Around 1 million women in America get divorced each and every year. According to an Allianz Life 2019 study, 57% of divorced women say that ending their marriages was a wakeup call to get their personal finances in order. This wakeup call seems to be pushing women to better financial positions than before.
Reaching out for the right help
In 2016, only around half of divorced women reported that they felt financially secure. By 2019, that number had jumped to 65%. Divorced women also felt more confident in their earning power in 2019 than they did in 2016.
So why the significant jump in financial confidence? Divorced women are relying on help from financial professionals more than ever before. Going back to the same Allianz Life survey, 88% of women were getting help from financial professionals after divorce, compared with only 61% in 2016.
If you were not actively involved in your household’s finances before divorce, you might be scared about what the future holds for you. However, studies show that you probably will not feel this way forever. Most women tend to feel more and more confident in their finances as time goes on, with many women reporting that their finances improved in the years following their divorces.

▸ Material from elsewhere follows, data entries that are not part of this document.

Issue #11155, opened 2024-11-28
Support for MySQL CHECK Constraints


yeganemehr:
### Issue description

MySQL introduced support for CHECK constraints starting from version 8.0.16. but TypeORM does not support creating or managing CHECK constraints in MySQL databases.

### Expected Behavior

When defining CHECK constraints in the entity definitions, TypeORM should generate the appropriate SQL statements for adding CHECK constraints during migrations.

### Actual Behavior

Currently, TypeORM ignores CHECK constraints in MySQL. Attempts to define or synchronize them are ineffective, and migrations do not include the required SQL statements.

### Steps to reproduce

1. Use MySQL version 8.0.16 or later.
2. Define an entity with a CHECK constraint, e.g.:
```ts
import { Entity, Column, Check, PrimaryGeneratedColumn } from 'typeorm';

@Entity()
@Check("a>b")
export class User {
    @PrimaryGeneratedColumn()
    id: number;

    @Column('int')
    a: number;

    @Column('int')
    b: number;
}
```
3.Generate and run migrations.
4. Observe that no `CHECK` constraint is created in the database.

### My Environment

| Dependency          | Version  |
| ---                 | ---      |
| Operating System    | Ubuntu 22.04 |
| Node.js version     | 20.10.0  |
| Typescript version  | 5.1.3  |
| TypeORM version     | 0.3.20  |

### Relevant Database Driver(s)

- [ ] aurora-mysql
- [ ] aurora-postgres
- [ ] better-sqlite3
- [ ] cockroachdb
- [ ] cordova
- [ ] expo
- [ ] mongodb
- [X] mysql
- [ ] nativescript
- [ ] oracle
- [ ] postgres
- [ ] react-native
- [ ] sap
- [ ] spanner
- [ ] sqlite
- [ ] sqlite-abstract
- [ ] sqljs
- [ ] sqlserver

### Are you willing to resolve this issue by submitting a Pull Request?

Yes, I have the time, and I know how to start.

1345822:
It is necessary to deeply study the code logic of TypeORM about database constraint processing, especially MySQL, find out the root cause that it can't correctly generate and process CHECK constraint SQL statements, and then make targeted code modification and improvement. At the same time, it is necessary to ensure that the changes have been fully tested, including functional testing and compatibility testing in different scenarios, so as to ensure that new problems will not be introduced.

Issue #6103, opened 2020-05-20
migration runner refused to create check constraint in mysql 8.0.16


amjedomar:
### Issue type:

[ ] question
[X] bug report
[ ] feature request
[ ] documentation issue

### Database system/driver:

[ ] `cordova`
[ ] `mongodb`
[ ] `mssql`
[X] `mysql` / `mariadb`
[ ] `oracle`
[ ] `postgres`
[ ] `cockroachdb`
[ ] `sqlite`
[ ] `sqljs`
[ ] `react-native`
[ ] `expo`

### TypeORM version:

[ ] `latest`
[ ] `@next`
[X] `0.2.25` (or put your version here)

### Steps to reproduce the problem

Execute the following  migration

Ten years seems to be the sweet spot. When asked about money confidence and whether they have a solid understanding of their financial planning and investing, only around half of women who have been divorced for more than ten years reported wishing they knew more. A little over 70% of women who have been divorced for fewer than ten years responded that they wish they knew more about these topics.
What about future plans?
Divorce changes a lot of things. For some women, the idea of having to alter retirement and other financial plans can be understandably overwhelming. This is on top of other significant changes that divorce can bring on, such as:
- Finding new health insurance coverage
- Navigating property division
- Changes to your taxes
Minimizing divorce’s financial impact on your life often means taking a proactive stance. Collecting all relevant financial documents, calculating your future housing costs and looking into spousal support are all smart steps you can take toward your future financial security.